As many as 72 percent of American adults admit they've looked up health information online in the past year — that's about 90 million people, mostly searching for information about specific conditions such as a cough or flu, or treatments such as antibiotics. And more than three-quarters of those who search online health information begin their inquiry at Google, Bing or Yahoo [sources: Fox, Ginsberg]. Think about what kind of information is sitting in those search engine databases. Well, Google did.
Google Flu Trends (GFT) is an Internet-based influenza surveillance tool that uses aggregated search query data to predict flu trends in more than 25 countries, including the U.S. The project began in 2008 as an initiative under Google's philanthropic arm, Google.org, after the idea sprung from observed seasonal spikes of certain types of search terms.
For example, when springtime allergies strike, we're more likely to search for antihistamines than during the winter flu season, when we're more likely to search for information about our cold and flu symptoms such as fever or chills.

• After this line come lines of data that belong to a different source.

PR #864, opened 2026-08-06
skills(review-reviewers): require a named non-bot actor before calling output accepted

tend-agent:
## Problem

Step 2 asks the survey subagent whether each run's output was "accepted or rejected" but never says who has to do the accepting. Nothing in the prompt distinguishes a human merging a PR from the bot replying to its own review thread, so the subagent fills the gap with the most natural reading — a reply arrived, therefore someone accepted it — and reports a self-conversation as human acceptance.

That is the worst-shaped failure this skill has: it produces a **false all-clear**. A survey that credits the bot's own reply to a human doesn't add noise a later gate can filter, it removes the signal that would have sent the leg to Step 3.

## Evidence

This leg ([run 31081926964](https://github.com/max-sixty/tend/actions/runs/31081926964), target `max-sixty/cargo-affected`). The survey subagent reported PR [#77](https://github.com/max-sixty/cargo-affected/pull/77) twice under "Runs with accepted output":

> Outcome: ACCEPTED - human developer responded positively to feedback
> Outcome: ACCEPTED - human developer incorporated feedback

and concluded `PR 77: Developer accepted and incorporated bot feedback (2 cycles of acceptance)`. There is no developer. The PR is bot-authored and every actor on it is the bot:

```
$ gh api "repos/max-sixty/cargo-affected/pulls/77/comments?per_page=100" --jq '[.[].user.login] | unique'
["cargo-affected-bot"]
```

The same report also listed the PR author as `cargo-affected-bot`, so the contradiction was internal to the summary — the acceptance claim was reached without ever comparing the replying login against the bot's.

This is the fourth cheap-subagent mis-attribution recorded in the [evidence gist](https://gist.github.com/dca23a6e6a0d8cae2665944ba31676fb), and the second of this specific sub-class (bot activity attributed to a human):

| Occurrence | Shape |
| --- | --- |
| gist "Analysis-side", leg ending 07:5x | inline replies + commit `551e059` credited to "human applied suggested changes" |
| gist "Analysis-side", following leg | PR #54 bodies credited to a run that had not yet started |
| gist "Analysis-side", streak-break leg | fabricated no-op causes; window boundary ignored |
| **this leg** | **bot's own reply chain on PR #77 reported as human acceptance** |

Prior legs' response was to stop delegating — ten consecutive legs record "this leg used **no** survey subagent". That is a per-leg workaround for a defect in the shared prompt, and it leaves the skill's stated default (`Delegate all broad exploration to a cheap subagent`) pointing at a step that mis-reports actors.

Google engineers used five years of historical big data — and we mean big. They tapped into their database of 50 million of the most commonly used prefiltered search queries to establish a baseline of general flu activity. The initial algorithm for the prediction tool relied solely on regional flu-related search query data (regional based on IP address), including overarching topics such as general influenza symptoms, cold remedies and antiviral medications.
The algorithm compares real-time search query data — the word or phrase you used as your search term, such as "sore throat" — against the baseline to determine levels of regional flu activity, ranging among five classifications from minimal to intense. Theoretically, GFT could provide current-day reporting (near real-time) of flu activity and predict influenza outbreaks weeks before the CDC compiles a report.
According to GFT inventors, though, GFT's real-time reporting is meant to be used as complementary information to the clinical and virological data in traditional surveillance (the CDC and its networks). GFT's fast detection is intended to help with early detection of not only flu epidemics, but also viral strain identification and the potential for pandemics.